• _Provided information_

****

PR #615, opened 2021-08-05
Integrate dns resolving

### LINKED ISSUE #571: Support for DNS addresses

Menduist:
Follow up of #580
Closes #571

TLDR of current DNS state:
Actually resolving multiaddress can be tricky in our infra, because:
- For WSS, we need to keep the original hostname
- We would like to deduplicate resolved addresses to avoid redundant dial
- But in the case of WSS, a different hostname/ip pair can have a different meaning, and we should dial both
- We need to keep the resolving in the dialer (instead of the transport), because `dnsaddr` could resolve into different transports

So it seems that our only option is to resolve in the dialer, deduplicate on `hostname/ip` pair (or not deduplicate at all), and give the hostname to the transport.

Is there a better option?

### DIFF
--- a/libp2p/dialer.nim
+++ b/libp2p/dialer.nim
@@ -20,6 +20,7 @@ import dial,
        connmanager,
        stream/connection,
        transports/transport,
+       nameresolving/nameresolver,
        errors
 
 export dial, errors
@@ -41,6 +42,7 @@ type
     connManager: ConnManager
     dialLock: Table[PeerID, AsyncLock]
     transports: seq[Transport]
+    nameResolver: NameResolver
 
 proc dialAndUpgrade(
   self: Dialer,
@@ -54,9 +56,15 @@ proc dialAndUpgrade(
     transport: Transport
     address: MultiAddress
 
+  let resolvedAddresses =
+    if not isNil(self.nameResolver):
+      await self.nameResolver.resolveMAddresses(addrs)
+    else:
+      addrs
+
   for t in self.transports: # for each transport
     transport = t
-    for a in addrs:      # for each address
+    for a in resolvedAddresses:      # for each address
       address = a
       if t.handles(a):   # check if it can dial it
         trace "Dialing address", address = $a, peerId
@@ -234,9 +242,11 @@ proc new*(
   peerInfo: PeerInfo,
   connManager: ConnManager,
   transports: seq[Transport],
-  ms: MultistreamSelect): Dialer =
+  ms: MultistreamSelect,
+  nameResolver: NameResolver = nil): Dialer =
 
   T(peerInfo: peerInfo,
     connManager: connManager,
     transports: transports,
-    ms: ms)
+    ms: ms,
+    nameResolver: nameResolver)
--- a/libp2p/dialer.nim
+++ b/libp2p/dialer.nim
@@ -56,59 +56,61 @@ proc dialAndUpgrade(
     transport: Transport
     address: MultiAddress
 
-  let resolvedAddresses =
-    if not isNil(self.nameResolver):
-      await self.nameResolver.resolveMAddresses(addrs)
-    else:
-      addrs
+  for rawAddress in addrs:      # for each address
+    address = rawAddress
+    let
+      hostname = address.getHostname()
+      resolvedAddresses =
+        if isNil(self.nameResolver): @[address]
+        else: await self.nameResolver.resolveMAddress(address)
 
-  for t in self.transports: # for each transport
-    transport = t
-    for a in resolvedAddresses:      # for each address
-      address = a
-      if t.handles(a):   # check if it can dial it
-        trace "Dialing address", address = $a, peerId
-        let dialed = try:
-            libp2p_total_dial_attempts.inc()
-            # await a connection slot when the total
-            # connection count is equal to `maxConns`
-            await self.connManager.trackOutgoingConn(
-              () => transport.dial(address)
-            )
-          except TooManyConnectionsError as exc:
-            trace "Connection limit reached!"
-            raise exc
-          except CancelledError as exc:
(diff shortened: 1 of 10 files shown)


jm-clius:
Any further progress on this? 😃

Menduist:
If this is urgent, we can merge this as is, and handle WSS dns in a future PR (since the custom host is not implemented yet in nim-websock anyway)

jm-clius:
> If this is urgent, we can merge this as is, and handle WSS dns in a future PR (since the custom host is not implemented yet in nim-websock anyway)

Thanks, @Menduist. Not (yet) urgent, as far as I know, but will sync with team members on this. 
We _are_ using the [DNS resolver](https://github.com/status-im/nim-libp2p/pull/580) already and it works well. :)

Menduist:
For simplicity stake, I've chosen not to deduplicate addresses for now. If it become important in the future it's still possible to add it, but as of now, that would complicate the code for few real use cases.

libp2p/dialer.nim
```diff
@@ -54,53 +56,61 @@ proc dialAndUpgrade(
...
-            debug "Upgrade failed", msg = exc.msg, peerId
-            if exc isnot CancelledError:
-              libp2p_failed_upgrades_outgoing.inc()
-            raise exc
-
-        doAssert not isNil(conn), "connection died after upgradeOutgoing"
-        debug "Dial successful", conn, peerId = conn.peerId
-        return conn
+  for rawAddress in addrs:      # for each address
+    address = rawAddress
```
dryajov, line 60: It doesn't look like we need `var address` from above anymore and we should be able to simplify the for to `for address in addrs: ...`?

tests/testnameresolve.nim
```diff
@@ -90,18 +90,6 @@ suite "Name resolving":
 
       check testOne("/ip6/::1/tcp/0", "/ip6/::1/tcp/0")
 
-    asyncTest "test multiple resolve":
```
dryajov, line 93: why is this removed?

dryajov: oh I see, you're removing `resolveMAddresses`... hmm, ok I guess it is a better interface overall since a name can resolve to multiple addrs.

tests/testswitch.nim
```diff
@@ -901,5 +901,28 @@ suite "Switch":
       switch1.peerStore.addressBook.get(switch2.peerInfo.peerId) == switch2.peerInfo.addrs.toHashSet()
       switch2.peerStore.addressBook.get(switch1.peerInfo.peerId) == switch1.peerInfo.addrs.toHashSet()
 
-      switch1.peerStore.addressBook.get(switch2.peerInfo.peerId) == switch2.peerInfo.addrs.toHashSet()
-      switch2.peerStore.addressBook.get(switch1.peerInfo.peerId) == switch1.peerInfo.addrs.toHashSet()
+      switch1.peerStore.protoBook.get(switch2.peerInfo.peerId) == switch2.peerInfo.protocols.toHashSet()
+      switch2.peerStore.protoBook.get(switch1.peerInfo.peerId) == switch1.peerInfo.protocols.toHashSet()
+
+  asyncTest "e2e dial dns address":
```
dryajov, line 907: I think we're missing tests for hostnames that resolve to multiple addrs, it would also be nice to test this across both tcp and ws transports.

libp2p/dialer.nim
Menduist: Good point, this code wasn't working in 1.4 actually, I fixed it

tests/testnameresolve.nim
Menduist: Yeah, we could wrap `resolveMAddress` in a `resolveMAddresses`, but we wouldn't use it in libp2p since we need to keep the original hostname for each original maddress

tests/testswitch.nim
Menduist: Done

Menduist:
While adding the last test, I though about an other complication

If we have
`/dnsaddr/test1.io` which resolves to `/dns4/test2.io/tcp/64/wss`

We would ideally need to dial test2.io using the test2.io hostname, but currently we keep the original test1.io hostname, which could create issues while using wss

(to be fair, right now it wouldn't work at all since we don't allow resolving dns4 addresses inside a dnsaddr)

Someone said can of worms? :sweat_smile:
I'll leave it as is for now, but something to keep in mind..

dryajov:
> Maybe a way to handle all of this more cleanly would be to split the dnsaddr and dns* resolution in two phases, dnsaddr in the dialer and dns* in the transport

Actually, this doesn't sound like a bad idea, but I need to think about it a little more - can of worms 😭

dryajov (approved):
LGTM, even tho there might be dragons.

PR #616, opened 2021-08-18
Fix gossipsub incoming graft backoff

Menduist:
Currently, the `BackoffSlackTime` is taken into account to refuse incoming `grafts`. 

This is an issue, because a peer may send us a graft as soon as the backoff time is finished, not knowing about this 2 seconds delay, and we'll end up refusing his graft.

This PR fixes that by substracting two time the BackoffSlackTime on incoming graft request. The first time to fix the issue, and a second time to avoid race conditions.

### DIFF
--- a/libp2p/protocols/pubsub/gossipsub/behavior.nim
+++ b/libp2p/protocols/pubsub/gossipsub/behavior.nim
@@ -105,9 +105,13 @@ proc handleGraft*(g: GossipSub,
 
       continue
 
+    # Check backingOff
+    # Ignore BackoffSlackTime here, since this only for outbound activity
+    # and subtract a second time to avoid race conditions
+    # (peers may wait to graft us as the exact instant they're allowed to)
     if  g.backingOff
           .getOrDefault(topic)
-          .getOrDefault(peer.peerId) > Moment.now():
+          .getOrDefault(peer.peerId) - (BackoffSlackTime * 2).seconds > Moment.now():
       debug "attempt to graft a backingOff peer", peer, topic
       # and such an attempt should be logged and rejected with a PRUNE
       prunes.add(ControlPrune(
--- a/libp2p/protocols/pubsub/gossipsub/behavior.nim
+++ b/libp2p/protocols/pubsub/gossipsub/behavior.nim
@@ -89,7 +89,7 @@ proc handleGraft*(g: GossipSub,
     # It is an error to GRAFT on a explicit peer
     if peer.peerId in g.parameters.directPeers:
       # receiving a graft from a direct peer should yield a more prominent warning (protocol violation)
-      warn "attempt to graft an explicit peer, peering agreements should be reciprocal",
+      warn "an explicit peer attempted to graft us, peering agreements should be reciprocal",
         peer, topic
       # and such an attempt should be logged and rejected with a PRUNE
       prunes.add(ControlPrune(
@@ -112,7 +112,7 @@ proc handleGraft*(g: GossipSub,
     if  g.backingOff
           .getOrDefault(topic)
           .getOrDefault(peer.peerId) - (BackoffSlackTime * 2).seconds > Moment.now():
-      debug "attempt to graft a backingOff peer", peer, topic
+      debug "a backingOff peer attempted to graft us", peer, topic
       # and such an attempt should be logged and rejected with a PRUNE
       prunes.add(ControlPrune(
         topicID: topic,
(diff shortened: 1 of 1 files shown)


Menduist:
Should we also remove the clamp on incoming `prune`?
It was added here with few explanation https://github.com/status-im/nim-libp2p/pull/539/files#diff-4a8279b47cb86bc36bbdcfb9c0f999a7de0e62fb4ced0c51e1a8fd3aa6cf5a50
Others implementations don't have it

It seems a bit rude to ignore backoff requests from other peers, especially since we could enter a "graft infinite loop":
- Someone `prune` us with a 60s backoff
- We clamp it to 30s
- After 30s, our backoff is finished, we try to graft again
- The peer sees us as still being backing off, prune us as a punishment
- And the circle continues

arnetheduck:
> It seems a bit rude to ignore backoff requests from other peers, especially since we could enter a "graft infinite loop":

it seems reasonable perhaps to clamp it at a much higher value so as to prevent overflows and such, but not clamp it so aggressively

libp2p/protocols/pubsub/gossipsub/behavior.nim
```diff
@@ -105,9 +105,13 @@ proc handleGraft*(g: GossipSub,
...
 
+    # Check backingOff
+    # Ignore BackoffSlackTime here, since this only for outbound activity
+    # and subtract a second time to avoid race conditions
+    # (peers may wait to graft us as the exact instant they're allowed to)
     if  g.backingOff
           .getOrDefault(topic)
-          .getOrDefault(peer.peerId) > Moment.now():
+          .getOrDefault(peer.peerId) - (BackoffSlackTime * 2).seconds > Moment.now():
       debug "attempt to graft a backingOff peer", peer, topic
```
arnetheduck, line 115: this log message reads like we're trying to do the grafting

libp2p/protocols/pubsub/gossipsub/behavior.nim
```diff
@@ -105,9 +105,13 @@ proc handleGraft*(g: GossipSub,
 
       continue
 
+    # Check backingOff
+    # Ignore BackoffSlackTime here, since this only for outbound activity
```
arnetheduck, line 109: I don't really follow the reason we're subtracting BackoffSlackTime twice here..?

when we send a backoff time to someone, our clock starts ticking but theirs doesn't until they process the message - that means that if they follow the protocol reasonably, they will not send a graft until `backoffTime+roundrip` so there's already some "natural" slack built in - is there any harm in removing the slack time completely?

Menduist: Yes, but it could be them that sent the `backoff`
Let's say at the moment they sent the `backoff` they had 500ms roundtrip, we'll have 500ms more backoff than them.

But then, for some reason, the roundtrip improves to 100ms, and they graft us as early as they can. That would be 400ms too early for us.

The "natural" slack is jittery and not very big, that is the reason that the `BackoffSlackTime` exists:
- We make sure that we send outgoing graft 2 seconds after the time we're allowed, to avoid race condition on that side
- We make sure that we allow incoming graft 2 seconds before they're allowed, to avoid on the other side

It may be cleaner to store the backoff without the Slack time, and compute it each it time though
But for all the cases except this one, the backoff is used for outgoing and not incoming

arnetheduck: well, still: when we receive a prune, we store their graft time - when we send a prune, we store our graft time - it seems to me that the max of these two values should be used to decide when to send the next graft, no? or do we not receive any prune from them when we send a prune? can't remember.

Menduist:
> it seems reasonable perhaps to clamp it at a much higher value so as to prevent overflows and such, but not clamp it so aggressively

I've clamped to 1 day, seems like a reasonable maximum reasonable value

libp2p/protocols/pubsub/gossipsub/behavior.nim
Menduist: Yes, the peer pruning is sending his backoff, and the pruned peer doesn't have anything to say about it

dryajov (approved):

libp2p/protocols/pubsub/gossipsub/behavior.nim
dryajov: AFAIR,  pruning is send and forget and no ack is implied from the pruned peer.

dryajov:
@arnetheduck anything else to note here from your end? LGTM to me.

PR #1912, opened 2025-11-24
test: report

rlve:
Use `xml` test report in CI summary for easier browsing of failed tests.  

Changes:
- enable `xml` test results
- add `dorny/test-reporter@v2` action to the CI workflow
- add script to properly handle error messages in `xml` file (they were being truncated by the reporting action)

See: https://github.com/vacp2p/nim-libp2p/actions/runs/19671227627?pr=1912


libp2p.nimble
```diff
@@ -85,16 +88,16 @@ task testmultiformatexts, "Run multiformat extensions tests":
...
 task testpubsub, "Runs pubsub tests":
-  runTest("libp2p/pubsub/test_all", "-d:libp2p_gossipsub_1_4")
+  runTest("libp2p/pubsub/test_all", moreoptions = "-d:libp2p_gossipsub_1_4")
 
 task testintegration, "Runs integration tests":
   runTest("integration/test_all")
 
 task test, "Runs the test suite":
-  runTest("test_all")
+  runTest("test_all", xmlReport = true)
```
vladopajic: we need human readable report on ci stdout,  when running tests. 

image

^ what we currently have.

because outupt like these can help us know when some tests deadlocks (without report we don't know which test deadlocked) - we have this problems from time to time. also sometimes it's easier to see which logs belong to which test.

****

• _Instructions for the task_
Pick out and copy the lines of the material that include the word "being".

• _Written response_
- The peer sees us as still being backing off, prune us as a punishment
- add script to properly handle error messages in `xml` file (they were being truncated by the reporting action)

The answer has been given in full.